Zu viel Arbeit für zu wenig Angestellte - wer kennt es nich.
Das ließ sich noch steigern, als meine Kollegin, mir der ich sonst unseren kleinen Fachbereich wuppe, sich in den Sommerurlaub verabschiedete und ich 3 Wochen alleine dadurch musste.
Heißt: die Arbeit, die wir sonst in 70 Stunden erledigen, musste nun mit 30 bewältigt werden.
Klappte natürlich nicht, aber dank Unterstützung aus anderen Fachbereichen schaffte ich wenigstens das Nötigste.

Was zusätzlich schlauchte, war der Umzug.
Ende Juni hieß es: "Obacht! Wir ziehen am Freitag den 13.07. um!"
Wir so: "Aha?! Ok, dann können wir ja jetzt schon mal ganz gemütlich mit Kisten packen anfangen."
Teamleiter: "Auf keinen Fall! Am Freitag davor kommt der OberOberboss zu Besuch, der soll hier keine Unordnung vorfinden."
Äh...
Wieso nicht?
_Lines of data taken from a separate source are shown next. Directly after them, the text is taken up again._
PR #4920, opened 2016-01-20
Change last saved time 

kch8qx:
in 'Edit draft registration' page to display local time, and GMT time in tooltip. Also change 'Started' and 'Last updated' times in Registrations to display local tme, and GMT time in tooltip.

[OSF-5551]


kch8qx:
New view of 'Edit draft registrations' page (default display local time, tooltip display UTC)

PR #5123, opened 2016-03-04
[RfR] Add sign up button to sign in page

billyhunt:
Jira ticket: https://openscience.atlassian.net/browse/OSF-5823

Users should be able to sign up for the OSF directly from anywhere on the OSF.  Putting a sign up button at the top makes sense for us, and it makes sense for America.   

Also, I created a campaign so when the user clicks sign up, they are directed to the login page.  the cool thing is that the "Create a free account" portion of the login screen is active from the button, not "Login" which is the usual default.  (good idea @hmoco)  

Before
--------
screen shot 2016-03-04 at 1 59 23 pm

After
-------

screen shot 2016-03-09 at 10 04 24 am

screen shot 2016-03-09 at 10 05 41 am


billyhunt:
@erinmayhood  and @caneruguz have signed off on the change.  Should be ready to look at.

sloria:
When I click "Sign up", the "email" field of the Login form is focused. 

osf___sign_in

The "Full name" field should be the focused field.

sloria:
I don't really see the value in using the "campaign" code here. Why not just a regular query parameter?

```
/login/?signup=1
```

You can read this query parameter in the [auth_login](https://github.com/CenterForOpenScience/osf.io/blob/6ccd9126c397556b1117682285cbfe862d718824/framework/auth/views.py#L112) view and pass that to the template.

sloria:
Pass finished.

billyhunt:
Made the changes @sloria, :microphone: check it!

website/templates/public/login.mako
```diff
@@ -60,6 +64,16 @@
             <div class="form-group">
                 <label for="inputEmail3" class="col-sm-3 control-label">Email</label>
                 <div class="col-sm-9">
+                    %if sign_up:
+                    <input
```
sloria: Rather than duplicate this input, you should be able to do:

```mako
                    <input
                        type="email"
                        class="form-control"
                        data-bind="value: username"
                        name="username"
                        id="inputEmail3"
                        placeholder="Email"
                        ${'autofocus' if not sign_up else ''}
                    />
```

website/templates/public/login.mako
```diff
@@ -111,7 +130,21 @@
                 >
                     <label for="inputName" class="col-sm-4 control-label">Full Name</label>
                     <div class="col-sm-8">
+                        %if sign_up:
                         <input
+                            autofocus
+                            type="text"
```
sloria: See https://github.com/CenterForOpenScience/osf.io/pull/5123/files#r55689175

framework/auth/views.py
```diff
@@ -116,6 +116,7 @@ def auth_login(auth, **kwargs):
     """
     campaign = request.args.get('campaign')
     next_url = request.args.get('next')
+    sign_up = request.args.get('sign_up')
```
sloria: This can be removed.

sloria:
I can make the final minor changes when I merge.

PR #5124, opened 2016-03-04
Only update last_login when not at an API url

chrisseto:


sloria:
Looks good. Will merge when the build passes.

sloria:
The 2 failing tests are unrelated to this change and have since been fixed on develop.

sloria:
Also cherry-picked this fix into master.

PR #5126, opened 2016-03-06
[hotfix] standardize middleware

icereval:
Standardize usage of framework middleware in both Flake and Django web frameworks


icereval:
wrong branch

Ich vermute: drohende Spontanerblindung beim Anblick von Umzugskartons, kann mich aber auch irren.
*augenroll*

Am Montag, den 09.07., stürmte morgens der Teamleiter rein und befahl:
"Los los!! Kisten packen, wir ziehen HEUTE um!"

Tja und wenn man überstürzt packen muss, weil der Umzugswagen mit laufendem Taxameter bereits vor der Tür steht, schleudert man einfach alles greif- und schleuderbare in den nächstbesten Karton.
Ja klar, ohne Beschriftung, was dachtet ihr denn?!
Und so kam es, dass wir uns noch heute, 3 Wochen später, durch Kisten wühlen müssen, auf der Suche nach Pendelheftern, Kaffeefiltern oder der Telefonrechnung.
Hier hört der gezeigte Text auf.